Material for this exercise: Begin

PR #1275, opened 2026-06-22
[RNE Rewrite] feat: add semantic segmentation task

### LINKED ISSUE #1242: [RNE Rewrite] CV - add semantic segmentation pipeline implementation
Implement semantic segmentation pipeline using the new approach to achieve parity with current implementation. For PoC see: https://github.com/barhanc/rnet-poc/blob/main/src/extensions/cv/tasks/semanticSegmentation.ts.

barhanc:
## Description

- Adds semantic segmentation task and required native operations for it.
- Adds computer-vision example app screen for semantic segmentation.
- Fixes the performance regression in the argmax introduced in #1264. The initial implementation from PoC was more efficient for the default `axis=-1` case as the internal loop was over contiguous elements. The linked PR changed it so that it was more efficient for `axis=0` case, however since the default is `axis=-1` this caused a performance regression in the semantic segmentation task.

- [ ] Yes
- [x] No

### Type of change

### Tested on

- [x] iOS
- [x] Android

### Testing instructions

- [ ] Build the computer-vision example app.
- [ ] Test the semantic segmentation screen.

### Related issues

Closes #1242 

### Checklist

### DIFF
--- a/apps/computer-vision/app/segmentation/index.tsx
+++ b/apps/computer-vision/app/segmentation/index.tsx
@@ -120,6 +120,9 @@ function SegmentationContent() {
         alphaType: AlphaType.Premul,
       };
       const nextImage = Skia.Image.MakeImage(info, outData, buffer.width * 4);
+      if (!nextImage) {
+        throw new Error('Failed to create overlay image from output data');
+      }
       setSegmentationImage(nextImage);
     } catch (e: any) {
       setError(e.message || String(e));
--- a/apps/computer-vision/app/segmentation/index.tsx
+++ b/apps/computer-vision/app/segmentation/index.tsx
@@ -1,0 +1,184 @@
+import React, { useState, useRef } from 'react';
+import { View, Text, ScrollView } from 'react-native';
+import { commonStyles } from '../../theme';
+import {
+  Skia,
+  ColorType,
+  AlphaType,
+  useImage,
+  type SkImage as SkiaImageType,
+} from '@shopify/react-native-skia';
+import { useSemanticSegmenter, models } from 'react-native-executorch';
+import ScreenWrapper from '../../components/ScreenWrapper';
+import { ModelPicker, type ModelOption } from '../../components/ModelPicker';
+import { getImage } from '../../utils';
+import { ImageViewport } from '../../components/ImageViewport';
+import { ModelStatus } from '../../components/ModelStatus';
+import { LatencyIndicator } from '../../components/LatencyIndicator';
+import { Button } from '../../components/Button';
+
+const SEGMENTATION_OPTIONS: ModelOption[] = [
+  {
+    label: 'Selfie Seg (FP32)',
+    value: models.semanticSegmentation.SELFIE_SEGMENTATION.XNNPACK_FP32,
+  },
+  {
+    label: 'LRASPP MobileNet V3 (FP32)',
+    value: models.semanticSegmentation.LRASPP_MOBILENET_V3_LARGE.XNNPACK_FP32,
+  },
+  {
+    label: 'LRASPP MobileNet V3 (INT8)',
+    value: models.semanticSegmentation.LRASPP_MOBILENET_V3_LARGE.XNNPACK_INT8,
+  },
+];
+
+function SegmentationContent() {
+  const [selectedModel, setSelectedModel] = useState<any>(SEGMENTATION_OPTIONS[0].value);
+  const [imageUri, setImageUri] = useState<string | null>(null);
+  const [isProcessing, setIsProcessing] = useState(false);
+  const [latency, setLatency] = useState<number | null>(null);
+  const [segmentationImage, setSegmentationImage] = useState<SkiaImageType | null>(null);
+  const [error, setError] = useState<string | null>(null);
+
+  const isProcessingRef = useRef(false);
+
+  const skiaImage = useImage(imageUri, (err) => setError(err.message || String(err)));
+
+  const {
+    isReady,
+    downloadProgress,
+    error: loadError,
+    segment,
+    segmentWorklet,
+  } = useSemanticSegmenter(selectedModel);
+
+  const handlePickImage = async (useCamera: boolean) => {
+    setError(null);
+    try {
+      const uri = await getImage(useCamera);
+      if (uri) {
+        setImageUri(uri);
+        setLatency(null);
+        setSegmentationImage(null);
+      }
+    } catch (e: any) {
+      setError(e.message || String(e));
+    }
+  };
+
+  const runSegmentation = async (sync: boolean) => {
+    if (isProcessingRef.current) return;
+    if (!skiaImage || !segment || !segmentWorklet) return;
+
+    isProcessingRef.current = true;
+    setIsProcessing(true);
+    setLatency(null);
+    setError(null);
+    setSegmentationImage(null);
+
+    try {
+      const pixels = skiaImage.readPixels();
+      if (!pixels) {
+        throw new Error('Failed to read pixels from image');
+      }
+      if (!(pixels instanceof Uint8Array)) {
+        throw new Error('Expected Uint8Array from readPixels');
+      }
+      const buffer = {
+        data: pixels,
+        width: skiaImage.width(),
+        height: skiaImage.height(),
+        format: 'rgba' as const,
+        layout: 'hwc' as const,
+      };
+
+      const start = Date.now();
+      const { buffer: outBuffer } = sync ? segmentWorklet(buffer) : await segment(buffer);
+      setLatency(Date.now() - start);
+
+      const outData = Skia.Data.fromBytes(outBuffer.data);
+      const info = {
+        width: buffer.width,
+        height: buffer.height,
+        colorType: ColorType.RGBA_8888,
+        alphaType: AlphaType.Premul,
+      };
+      const nextImage = Skia.Image.MakeImage(info, outData, buffer.width * 4);
+      setSegmentationImage(nextImage);
+    } catch (e: any) {
+      setError(e.message || String(e));
+    } finally {
+      isProcessingRef.current = false;
+      setIsProcessing(false);
+    }
+  };
+
+  const activeError = loadError ? String(loadError) : error;
+
+  return (
+    <ScrollView
+      style={commonStyles.container}
+      contentContainerStyle={commonStyles.contentContainer}
+    >
+      <Text style={commonStyles.description}>
+        Upload or capture an image to partition it into multiple segments using semantic
+        segmentation.
+      </Text>
+
+      <ModelPicker
+        label="Model"
+        options={SEGMENTATION_OPTIONS}
+        selectedValue={selectedModel}
+        onValueChange={(model) => {
+          setSelectedModel(model);
+          setLatency(null);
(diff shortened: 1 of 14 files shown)


barhanc:
Two models are missing from `models.ts`: DeepLabV3 and FCN, since the forward returns auxiliary tensor. I will reexport them but don't know under what tag should I put them,  is`v0.10.0` ok?

msluszniak:
> Two models are missing from `models.ts`: DeepLabV3 and FCN, since the forward returns auxiliary tensor. I will reexport them but don't know under what tag should I put them, is`v0.10.0` ok?

Yeah, v0.10.0 sounds ok.

packages/react-native-executorch/cpp/extensions/cv/image_ops.cpp
```diff
@@ -614,4 +614,90 @@ void install_normalize(jsi::Runtime &rt, jsi::Object &module) {
...
+        auto src = args[0].asObject(rt).getHostObject<TensorHostObject>(rt);
+        auto dst = args[1].asObject(rt).getHostObject<TensorHostObject>(rt);
+
+        if (src->dtype_ != rnexecutorch::core::types::DType::int32) {
+            throw jsi::JSError(rt, "applyColormap: src must be int32");
+        }
+        if (dst->dtype_ != rnexecutorch::core::types::DType::uint8) {
+            throw jsi::JSError(rt, "applyColormap: dst must be uint8");
+        }
+        if (dst->numel_ != src->numel_ * 4) {
```
msluszniak: I guess 4 might be replaced here and in other places in this file as `constexpr size_t numChannels = 4;` or so.

packages/react-native-executorch/cpp/extensions/cv/image_ops.cpp
```diff
@@ -614,4 +614,90 @@ void install_normalize(jsi::Runtime &rt, jsi::Object &module) {
...
+            if (idx < 0 || static_cast<size_t>(idx) >= numColors) {
+                throw jsi::JSError(rt, "applyColormap: tensor contains class index (" +
+                                           std::to_string(idx) + ") that exceeds provided colormap size (" +
+                                           std::to_string(numColors) + ")");
+            }
+
+            dstData[i * 4 + 0] = lut[idx][0];
+            dstData[i * 4 + 1] = lut[idx][1];
+            dstData[i * 4 + 2] = lut[idx][2];
+            dstData[i * 4 + 3] = lut[idx][3];
```
msluszniak: maybe this one when you introduce `numChannels`? Loop will be automatically unrolled on constexpr numChannels. Just add correct formatting.
```suggestion
for (size_t c = 0; c < numChannels; ++c) {
  dstData[i * numChannels + c] = lut[idx][c];
}
```

packages/react-native-executorch/cpp/extensions/math/operations.cpp
```diff
@@ -277,26 +277,19 @@ void install_argmax(jsi::Runtime &rt, jsi::Object &module) {
...
+                float maxVal = -std::numeric_limits<float>::infinity();
+                int32_t maxIdx = 0;
+                for (size_t d = 0; d < axisDim; ++d) {
+                    const float val = srcData[o * axisDim * inner + d * inner + i];
+                    if (val > maxVal) {
+                        maxVal = val;
+                        maxIdx = static_cast<int32_t>(d);
                     }
                 }
+                dstData[o * inner + i] = maxIdx;
```
msluszniak, line 294: Why do we eventually change this one. Didn't it give performance gain?

packages/react-native-executorch/src/extensions/cv/tasks/semanticSegmentation.ts
```diff
@@ -0,0 +1,195 @@
+import type { WorkletRuntime } from 'react-native-worklets';
+
+import { tensor } from '../../../core/tensor';
+import { loadModel } from '../../../core/model';
+import { validateModelSchema, SymbolicTensor } from '../../../core/modelSchema';
+import { wrapAsync } from '../../../core/runtime';
+
+import { type ImageBuffer } from '../image';
```
msluszniak:
```suggestion
import type { ImageBuffer } from '../image';
```

packages/react-native-executorch/cpp/extensions/math/operations.cpp
barhanc: The change from #1264 caused a performance regression for default `axis=-1` case as in the PR description.

msluszniak: Oh, ok.

msluszniak: Maybe we can add some comment in here to not "optimize" it wrongly in the future then?

packages/react-native-executorch/src/extensions/cv/tasks/semanticSegmentation.ts
```diff
@@ -0,0 +1,195 @@
...
+  ): SemanticSegmentationResult<L> => {
+    'worklet';
+    const tInput = preprocessor.process(input);
+    model.execute('forward', [tInput], [tOutput]);
+
+    let returnColormap: ColorMap<L> | undefined;
+    if (nClasses > 1) {
+      if (colormap) {
+        returnColormap = Object.fromEntries(
+          opts.labels.map((l) => [l, colormap[l] ?? [0, 0, 0, 0]])
```
msluszniak, line 180: When a partial `colormap` is passed, unspecified labels fall back to transparent `[0,0,0,0]` instead of the default palette — so overriding one class blanks out all the others. Should this fall back to `defaultColormap[i]`?

apps/computer-vision/app/segmentation/index.tsx
```diff
@@ -0,0 +1,184 @@
...
+      setLatency(Date.now() - start);
+
+      const outData = Skia.Data.fromBytes(outBuffer.data);
+      const info = {
+        width: buffer.width,
+        height: buffer.height,
+        colorType: ColorType.RGBA_8888,
+        alphaType: AlphaType.Premul,
+      };
+      const nextImage = Skia.Image.MakeImage(info, outData, buffer.width * 4);
```
msluszniak, line 122: `Skia.Image.MakeImage` can return `null`; it's passed straight to `setSegmentationImage`, so a failure leaves a blank overlay while latency still reads as success. Worth a null check → `setError`, like the `readPixels` guards above.

packages/react-native-executorch/src/extensions/cv/tasks/semanticSegmentation.ts
```diff
@@ -0,0 +1,195 @@
...
+  const targetW = outShape.at(-1)!;
+
+  // Generate highly distinct, high-contrast colors, see:
+  // https://martin.ankerl.com/2009/12/09/how-to-create-random-colors-programmatically/
+  const defaultColormap = opts.labels.map((_, i) => {
+    if (i === 0) return [0, 0, 0, 0] as const;
+    return [...hslToRgb((i * 137.5) % 360, 95, 50), 255] as const;
+  });
+
+  if (nClasses > 1 && opts.labels.length !== nClasses) {
```
msluszniak, line 144: This check only runs for `nClasses > 1`, so a binary model (e.g. SELFIE: 2 labels, 1 output channel (?)) never validates `labels` and never uses them for coloring. Intentional, or worth a guard? If we believe that every model will return at least 2 values (e.g. for selfie foreground, background) it might be as it is. However, idk how universal it is.

packages/react-native-executorch/src/extensions/cv/tasks/semanticSegmentation.ts
```diff
@@ -0,0 +1,195 @@
...
+    throw new Error(
+      `Model outputs ${nClasses} classes, but ${opts.labels.length} labels were provided in the configuration.`
+    );
+  }
+
+  const tensors = [
+    tensor('float32', outShape),
+    tensor('float32', [nClasses, targetH, targetW]),
+    tensor('float32', [nClasses, targetH, targetW]),
```
msluszniak, line 153: `tSigmoid` is allocated for the model's lifetime but only used on the binary path (the multiclass path never touches it). Could be allocated per-path to avoid holding an unused `[nClasses,H,W]` buffer.

packages/react-native-executorch/cpp/extensions/cv/image_ops.cpp
```diff
@@ -614,4 +614,89 @@ void install_normalize(jsi::Runtime &rt, jsi::Object &module) {
...
+            auto color = colorVal.asObject(rt).asArray(rt);
+            if (color.size(rt) != numRgbaChannels) {
+                throw jsi::JSError(rt, "applyColormap: colormap entry must be an RGBA color array of size 4");
+            }
+            for (size_t c = 0; c < numRgbaChannels; ++c) {
+                auto channelVal = color.getValueAtIndex(rt, c);
+                if (!channelVal.isNumber()) {
+                    throw jsi::JSError(rt, "applyColormap: colormap channel value must be a number");
+                }
+                lut[i][c] = static_cast<uint8_t>(channelVal.asNumber());
```
msluszniak: This only guards `isNumber()`; out-of-range or NaN channel values wrap/UB silently through `static_cast<uint8_t>`. Minor since palettes are internal, but a 0–255 range check would be safer.

packages/react-native-executorch/src/extensions/cv/tasks/semanticSegmentation.ts
barhanc: This is intentional, if the user passes colormap that only specifies color for e.g. 'cat', then the model only segments cats from the image. Probably worth adding to docs, which reminds me, we didn't add jsdoc for the closure bundle returned by `create<Task>` constructor, I will later open PR that adds them also to other models.

packages/react-native-executorch/src/extensions/cv/tasks/semanticSegmentation.ts
barhanc: This is intentional, since for a model like selfie segmentation the raw logit values returned by the model can be used e.g. for soft background removal, that's why we return different things for these cases. Definitely requires jsdoc comment.

packages/react-native-executorch/src/extensions/cv/tasks/semanticSegmentation.ts
barhanc: Not worth the additional code logic imo. Right now the tensor allocation code is clean and the possible performance/memory benefits from introducing the logic are negligible.

msluszniak: Ok, understood.

msluszniak:
1. Clicking button `Run Async` causes weird jump when screen is scrolled to the bottom on my android. 
2. Total Pipeline Latency overlaps with android system bar at the very bottom of the app.

barhanc:
> 1. Clicking button `Run Async` causes weird jump when screen is scrolled to the bottom on my android.
> 2. Total Pipeline Latency overlaps with android system bar at the very bottom of the app.

Should be fixed now.

msluszniak (approved):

Material for this exercise: End

## Activity
Each line from the top of the material above through the line with "### LINKED ISSUE" must be echoed exactly, and no other line.

## Task solution
PR #1275, opened 2026-06-22
[RNE Rewrite] feat: add semantic segmentation task

### LINKED ISSUE #1242: [RNE Rewrite] CV - add semantic segmentation pipeline implementation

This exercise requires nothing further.